Saturday, October 17, 2009

"We can't reform education without fighting poverty"

From a letter in today's NYT:

"Disabled schools are just one product of governments at all levels that fail to provide impoverished families and communities with the resources to raise and educate children successfully.

How about turning schools in poor neighborhoods into year-round community centers, with health and dental services, nutritious meals, up-to-date-libraries and computer labs, after-hours tutoring and recreation for children, and job training, counseling, recrdation and educational classes for adults?....

Remaking schools into community centers... would be far more effective than allowing more charter schools and establishing a system of teacher merit pay..."

6 comments:

Anonymous said...

What would be a better use of $50M:

Turning schools in poor neighborhoods into community centers, OR

Paying consultants to conduct the proposed teacher training initiative?

Kathy Fine said...

This letter is right on the money and just what we have been advocating. In fact, it is an echo of my public hearing testimony from last week. EVERYONE will benefit from this type of community focus on education.

Mark Rauterkus said...

Nor can we reform education without suspending gravity too.

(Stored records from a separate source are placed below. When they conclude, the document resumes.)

PR #5466, opened 2021-05-24
Add traces for kvs-get

anjor:
**Goals (and why)**:
Improved visibility into kvs-get performance.

Added a few spans to CellLoader#loadWithTs.

A bit unsure about changes in TaskRunner

### DIFF
--- a/atlasdb-cassandra/src/main/java/com/palantir/atlasdb/keyvalue/cassandra/CellLoader.java
+++ b/atlasdb-cassandra/src/main/java/com/palantir/atlasdb/keyvalue/cassandra/CellLoader.java
@@ -37,7 +37,6 @@ import java.util.ArrayList;
 import java.util.Collection;
 import java.util.List;
 import java.util.Map;
-import java.util.Objects;
 import java.util.Set;
 import java.util.TreeMap;
 import java.util.concurrent.Callable;
@@ -102,7 +101,7 @@ final class CellLoader {
                         "cells",
                         String.valueOf(cells.size()),
                         "tableRef",
-                        Objects.requireNonNull(LoggingArgs.tableRef(tableRef).getValue()),
+                        LoggingArgs.safeInternalTableNameOrPlaceholder(tableRef.toString()),
                         "timestampClause",
                         loadAllTs ? "for all timestamps " : "",
                         "startTs",
--- a/atlasdb-cassandra/src/main/java/com/palantir/atlasdb/keyvalue/cassandra/CellLoader.java
+++ b/atlasdb-cassandra/src/main/java/com/palantir/atlasdb/keyvalue/cassandra/CellLoader.java
@@ -29,6 +29,7 @@ import com.palantir.atlasdb.util.AnnotatedCallable;
 import com.palantir.atlasdb.util.AnnotationType;
 import com.palantir.common.base.FunctionCheckedException;
 import com.palantir.logsafe.SafeArg;
+import com.palantir.tracing.CloseableTracer;
 import java.net.InetSocketAddress;
 import java.nio.ByteBuffer;
 import java.util.ArrayList;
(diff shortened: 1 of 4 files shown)


atlasdb-cassandra/src/main/java/com/palantir/atlasdb/keyvalue/cassandra/CellLoader.java
```diff
@@ -92,10 +93,13 @@ void loadWithTs(
             boolean loadAllTs,
             CassandraKeyValueServices.ThreadSafeResultVisitor visitor,
             ConsistencyLevel consistency) {
-        Map<InetSocketAddress, List<Cell>> hostsAndCells =
-                HostPartitioner.partitionByHost(clientPool, cells, Cell::getRowName);
+        Map<InetSocketAddress, List<Cell>> hostsAndCells;
+        try(CloseableTracer tracer = CloseableTracer.startSpan("partitionByHost")) {
```
jeremyk-91, line 97: nit: checkstyle will probably want a space after 

Also we should probably include a bit of metadata (the table ref and cells.size(), maybe)?

jeremyk-91 (commented):
Broadly looks good, we discussed the listening-executor changes.

I think you'll need changelogs and probably some formatting fixes (you can run `./gradlew spotlessApply` to get the latter in place, usually).

This should give us a good start: I'd say the next step would be to start considering spans _within_ the tasks, though fine with doing that separately/later depending on your capacity.

atlasdb-cassandra/src/main/java/com/palantir/atlasdb/keyvalue/cassandra/CellLoader.java
```diff
@@ -92,8 +95,20 @@ void loadWithTs(
...
-        Map<InetSocketAddress, List<Cell>> hostsAndCells =
-                HostPartitioner.partitionByHost(clientPool, cells, Cell::getRowName);
+        Map<InetSocketAddress, List<Cell>> hostsAndCells;
+        try (CloseableTracer tracer = CloseableTracer.startSpan(
+                "partitionByHost",
+                ImmutableMap.of(
+                        "cells",
+                        String.valueOf(cells.size()),
+                        "tableRef",
+                        Objects.requireNonNull(LoggingArgs.tableRef(tableRef).getValue()),
```
jeremyk-91, line 105: Hmm, I was expecting something like `safeInternalTableNameOrPlaceholder` actually. If I'm not mistaken that would actually spit out the table's name regardless.

(Internally there's the assumption that table names in this KVS are safe, but still...)

atlasdb-cassandra/src/main/java/com/palantir/atlasdb/keyvalue/cassandra/TaskRunner.java
```diff
@@ -44,22 +50,43 @@
             }
         }
 
-        List<Future<V>> futures = new ArrayList<>(tasks.size());
+        List<ListenableFuture<V>> futures = new ArrayList<>(tasks.size());
         for (Callable<V> task : tasks) {
-            futures.add(executor.submit(task));
+            DetachedSpan detachedSpan = DetachedSpan.start("task");
```
jeremyk-91, line 55: not actionable now: Yep, this is a reasonable first step. Later on we probably want a bit more information about what the tasks are doing (i.e. maybe change the method's signature or also allow users to provide a List<TaskContext> where that has metadata about th task), but this would give us some useful signal.

jeremyk-91 (commented):
Broadly looks good, I think there's one snag around the LoggingArgs

atlasdb-cassandra/src/main/java/com/palantir/atlasdb/keyvalue/cassandra/TaskRunner.java
anjor: agreed

atlasdb-cassandra/src/main/java/com/palantir/atlasdb/keyvalue/cassandra/CellLoader.java
anjor: Fixed.

jeremyk-91 (approved):
👍  LGTM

Fighting poverty is a great, noble battle we all should wage. But, we can reform education as well as fight poverty in parallel.

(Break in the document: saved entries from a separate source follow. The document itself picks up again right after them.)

PR #5471, opened 2021-05-27
[PDS-146088] Force-clear the pool if no evictions are happening

Jolyon-S:
**Goals (and why)**:
One symptom of PDS-146088 is that the client pool stops evicting. Force-clearing the pool if the eviction task has not even considered anything for eviction after some period of time is one approach that might work.

Clear the client pool if the last successful eviction run was over 15 minutes ago.

No tests, which is perhaps dangerous, however I'm not sure what testing would or should look like here.

As it stands, this PR is really bad - we need to also reset the last evicted time in the evictor, and the decomp is pretty wacky. I just wanted to get the concept down before I forgot.

CCPC.

ASAP - we should get an RC out soon for internal testing.


atlasdb-cassandra/src/main/java/com/palantir/atlasdb/keyvalue/cassandra/CassandraClientPoolingContainer.java
```diff
@@ -339,6 +356,32 @@ private void registerPoolMetric(CassandraClientPoolHostLevelMetric metric, Gauge
         poolMetrics.registerPoolMetric(metric, gauge, poolNumber);
     }
 
+    private static final class TimingOutEvictionPolicy<T> implements EvictionPolicy<T> {
+        private final EvictionPolicy<T> delegate;
+        private final Clock clock;
+        private volatile Instant lastEviction;
```
jeremyk-91, line 362: Can we use `AtomicReference` and have the update operation take the latest one? Different threads writing their values to `lastEviction` don't actually read it, and so unless there is some other synchronisation elsewhere I think this might actually go backwards

atlasdb-cassandra/src/main/java/com/palantir/atlasdb/keyvalue/cassandra/CassandraClientPoolingContainer.java
```diff
@@ -78,8 +81,20 @@ public CassandraClientPoolingContainer(
...
+                new NonEvictionLoggingEvictionPolicy<>(new DefaultEvictionPolicy<>()), clock);
+        this.clientPool = createClientPool(evictionPolicy);
         this.timedRunner = TimedRunner.create(config.timeoutOnConnectionBorrow().toJavaDuration());
+
+        evictionBasedPoolClearer = () -> {
+            Instant now = clock.instant();
+            if (Duration.between(evictionPolicy.getLastEviction(), now).abs().getSeconds()
+                    > config.timeoutOnPoolEvictionFailure().toSeconds()) {
+                evictionPolicy.resetLastEviction();
+                clientPool.clear();
```
jeremyk-91, line 95: If we want to roll this out more broadly, it seems like we should add a condition that the pool is full (or at least 90% full) - otherwise we create a lot of churn for stacks that are not super busy. I'm fine with testing in this configuration though.

changelog/@unreleased/pr-5471.v2.yml
```diff
@@ -0,0 +1,7 @@
+type: fix
+fix:
+  description: Force-evict the Cassandra client pool if no eviction has occurred for
+    a while (by default, 60 * `timeBetweenConnectionEvictionRunsSeconds`, which makes
+    this duration 20 minutes).
```
jeremyk-91, line 5: I think we just went for 15 mins here?

jeremyk-91 (commented):
Broadly makes sense. Two small suggested changes, and another that's more for if we want to productionise this. With those I'm not opposed to an RC, we can cut that tomorrow.

changelog/@unreleased/pr-5471.v2.yml
Jolyon-S: I might not have pushed

Jolyon-S: pushing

Guess my skin begins to crawl when I hear, "We can't ..."

How about, "We can reform education while fighting poverty." Isn't education a key to success / better life / departure of poverty? Is the logic of the order upside down?

Now I'll go read the article.

Questioner said...

Am astute issue to raise because this letter to the editor was in response to an article in the NYT claiming that "we can't fight poverty without reforming education."

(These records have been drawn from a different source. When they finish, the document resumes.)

PR #5475, opened 2021-06-01
[LW] Fix getRows Caching

Jolyon-S:
**Goals (and why)**:
`RowResult<byte[]>` doesn't do equality properly.

Fix `RowResult` comparison as done in the validation.

Added a test for `getRows` validation.

Is this just stupid copy-paste? Can we make it better without compromising current code?

Diff

yesterday 🔥

### DIFF
--- a/atlasdb-impl-shared/src/main/java/com/palantir/atlasdb/util/ByteArrayUtilities.java
+++ b/atlasdb-impl-shared/src/main/java/com/palantir/atlasdb/util/ByteArrayUtilities.java
@@ -16,11 +16,13 @@
 
 package com.palantir.atlasdb.util;
 
+import com.google.common.collect.ImmutableSortedMap;
 import com.google.common.primitives.UnsignedBytes;
 import com.palantir.atlasdb.keyvalue.api.Cell;
 import com.palantir.atlasdb.keyvalue.api.RowResult;
 import java.util.Map;
 import java.util.NavigableMap;
+import java.util.Optional;
 
 public final class ByteArrayUtilities {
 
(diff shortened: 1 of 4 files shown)


atlasdb-impl-shared/src/main/java/com/palantir/atlasdb/util/ByteArrayUtilities.java
```diff
@@ -43,6 +45,21 @@ public static boolean areMapsEqual(Map<Cell, byte[]> map1, Map<Cell, byte[]> map
         return true;
     }
 
+    private static boolean areByteMapsEqual(Map<byte[], byte[]> map1, Map<byte[], byte[]> map2) {
```
Jolyon-S, line 48: we _could_ arguably merge this with the one for cell.

Jolyon-S: Another thing: do maps actually work with `byte[]` as keys? Can we guarantee that the key check will work too?

Jolyon-S: as in, will `map2.containsKey(e.getKey())` ever work?

Jolyon-S: Just checked in a test, yes it does work.

gmaretic:
```suggestion
    private static boolean areByteMapsEqual(SortedMap<byte[], byte[]> map1, SortedMap<byte[], byte[]> map2) {
```
Then it does work for sure. Otherwise you need to have the same reference for the key

gmaretic: This is why I wouldn't merge it with the one for cell, because it doesn't work for arbitrary maps

gmaretic (approved):
One nit

atlasdb-impl-shared/src/main/java/com/palantir/atlasdb/util/ByteArrayUtilities.java
Jolyon-S: ^ that is fair - I wanted to be abundantly careful here

timelock-server/src/integTest/java/com/palantir/atlasdb/timelock/LockWatchValueIntegrationTest.java
```diff
@@ -275,6 +279,52 @@ public void failedValidationCausesNoOpCacheToBeUsed() {
...
+                            TABLE_CELL_2,
+                            CacheValue.of(DATA_2),
+                            TABLE_CELL_3,
+                            CacheValue.of(DATA_3),
+                            TABLE_CELL_4,
+                            CacheValue.of(DATA_4)));
+            return read;
+        });
+
+        // New set of rows and columns to force new references (to test every part of the equality checking)
```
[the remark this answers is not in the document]
Jolyon-S: Not that I could see, but why not test everything?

It's a chicken and egg problem, but picture the situations faced by PPS now. There are teenagers left in charge of younger siblings for days and weeks on end, children struggling to deal with serious illnesses of what may be the only parent in the home, and children living in homes where the heat has been shut off. Only if these urgent needs are addressed can any real education take place.

Mark Rauterkus said...

Urgent needs must be addressed, i.e., heat in the house, etc.

Those needs need to be owned by society at large. That includes PPS but isn't exclusive to PPS. PPS has many roles to fill in helping families and students. PPS had better have plenty of partners and had better be in a background role in many situations.

It takes a village.

Questioner said...

The problem is- reality. Those needs should be, but are not being, addressed by the larger society. Caseworkers are often assigned huge loads for low pay. We don't have the political will to do something about it.

But if we stop and think about how these situations affect test scores- well, there's an angle. There seem to be numerous funding sources out there interested in test scores. Maybe because a change in scores is measureable while a reduction is misery is harder to measure. And/or because improving education seems to be like a good way to get at the root of the problem rather than just addressing symptoms.

Whatever the reason, an army of additional social workers in schools to connect students to available resources, as was suggested on this blog, seems like an idea worth considering. Or better yet, school based community centers.